===== RECORDS SUPPLIED =====
PR #958, opened 2021-12-16
Replaced Map<String, Object> with AKHQClaimResponseAttributes

twobeeb:
Checklist:
- [ ] Dev
- [ ] Tests
- [ ] Doc


tchiotludo:
@twobeeb can you look at these : https://github.com/tchiotludo/akhq/pull/961 ? 
I think it's a better solution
=====
**TASK DIRECTIONS:**
For each line above that contains the word "twobeeb", copy that line.

**EXERCISE SOLUTION:**
twobeeb:
@twobeeb can you look at these : https://github.com/tchiotludo/akhq/pull/961 ? 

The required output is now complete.